We do that all the time and that’s why we started this podcast. It was a test to see if there was interest in our market and we said, “At worst, we spend eight hours a month working on it and at best, we learned a whole tremendous amount.” A hundred episodes later we say, “Forget it, we’re not going to do it.” Five hundred plus episodes later, we’re still doing it because the learning process has been so valuable, the test process of us being able to test our ideas has been so valuable and honestly, the business that it’s created for us in a residual way, not directly in 3D printing, but the value that podcasting has added to our lives has been tremendous for us. We got a benefit we didn’t even know we would find and that typically happens when you go in with that all-in attitude. You find residual opportunities, especially if you’re open to them and looking for them.

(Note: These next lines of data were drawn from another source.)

PR #42976, opened 2026-05-20
Testing modification to arc-xla runners [Changes Should Not Be Merged]

Eliasj42:
📝 Summary of Changes
Testing a modification to arc-xla runners. confirming expected results before changing production configs
the rocm-ci workflow will target a temporary runner with the new configuration

🎯 Justification
The current runner is sometimes experiencing unclean shutdowns which is causing our backend nodes to stall for up to several hours in the worst cases

🚀 Kind of Contribution
⚡️ Performance Improvement, 🧪 Tests

`.github/workflows/rocm_ci.yml`

🧪 Unit Tests:
N/A

🧪 Execution Tests:
N/A

### DIFF
--- a/.github/workflows/rocm_ci.yml
+++ b/.github/workflows/rocm_ci.yml
@@ -43,7 +43,7 @@ jobs:
     needs: rocm-config
     if: ${{ github.event_name != 'pull_request' || github.base_ref == 'main' }}
     name: JAX Linux x86 AMD Instinct GPU
-    runs-on: linux-x86-64-1gpu-amd
+    runs-on: linux-x86-64-1gpu-amd.test
     env:
       DOCKER_IMAGE: ${{ needs.rocm-config.outputs.docker-image }}
     container: &rocm_container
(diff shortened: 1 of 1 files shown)


akuegel:
@Eliasj42 can you please turn this into a draft PR? Also, what exactly do you want to achieve with this PR if it should not be merged?

Eliasj42:
> @Eliasj42 can you please turn this into a draft PR? Also, what exactly do you want to achieve with this PR if it should not be merged?

I made changes to the runner backend And I want to confirm that there are no unintended side effects so I want to run the rocm_ci tests with the new runners. This PR points the rocm_ci workflow to a test runner  that contains all the changes we want to move into prod. 

It is highly unlikely that the new runners will have issues but I just wanted to run this last test to be 100% sure.

I currently have a runner created with the `.test` suffix that contains all the changes I am looking to add. if the workflow runs successfully I will move those changes into the prod runner on our end.

PR #42989, opened 2026-05-20
[xla:gpu] Support simple scalar expressions in DynamicSliceFusion

ezhulenev:
A second part after https://github.com/openxla/xla/pull/43046

Now that DynamicSliceFusion supports small scalar expressions to compute offsets, wire support for run time evaluation to Thunk


xla/backends/gpu/runtime/thunk.proto
```diff
@@ -188,13 +188,40 @@ message DynamicSliceThunkProto {
...
+  }
+
   // Mirrors DynamicSliceFusion::Offset.
   message OffsetProto {
     int64 dimension_number = 1;
-    oneof value {
-      int64 constant_offset = 2;
-      int64 runtime_parameter_number = 3;
-    }
+    OffsetExprProto offset = 2;
```
akuegel: I think we should not change the type of a proto tag. Can you instead mark the other ones reserved or something like that, and use tag number 4 here?

akuegel (commented):
Would it be possible to split this PR? E.g. the changes in dynamic_slice_fusion in a separate PR, and later on the runtime adjustments?

ezhulenev:
@akuegel extracted the `dynamic_slice_fusion` changes into https://github.com/openxla/xla/pull/43046, will update this PR once that one lands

I hope Daniel is successful. We’re going to be checking in with him from time to time. He’s going to let us know how he’s doing. I’m sure at some point there’ll be a follow-up episode. He needs a bit of time; maybe late 2018 by the time we do that. I enjoyed offering some thoughts and things for him to consider, and I think he got value out of it and hopefully all of you did too.
Thanks again for listening and make sure to visit 3DStartPoint.com and/or the Facebook page @3DStartPoint, and share some of your ideas and some of your thoughts and some of your projects and businesses that you’re working on. We always love to hear from our listeners. Thanks for listening. We’ll talk to you next time. This has been Tom and Tracy on the WTFFF 3D Printing Podcast.
About Daniel McGuire
I am a Mechanical Engineering Graduate with a Master’s degree which I earned at Heriot-Watt University in Scotland. After working with 3D printers during my Master’s Project I knew I wanted to work in the additive manufacturing industry. However I found that 3D printing companies in my area were really scarce and finding a job would be difficult. Therefore I decided to start my own 3D printing company, DMGDesign. `The ‘mission’ of this company is to raise awareness of what extrusion based 3D printers can make and how they can be used. The main backbone of the company is to sell personalized laser-engraved, wooden plaques which have 3D printed elements glued onto them. The aim is then to evolve into a consultant for clients who are starting their own small business and want to know if 3D printing could be part of their company. Another area I want to offer in the future is customized prints for specific purposes such as retro motorcycle parts for example.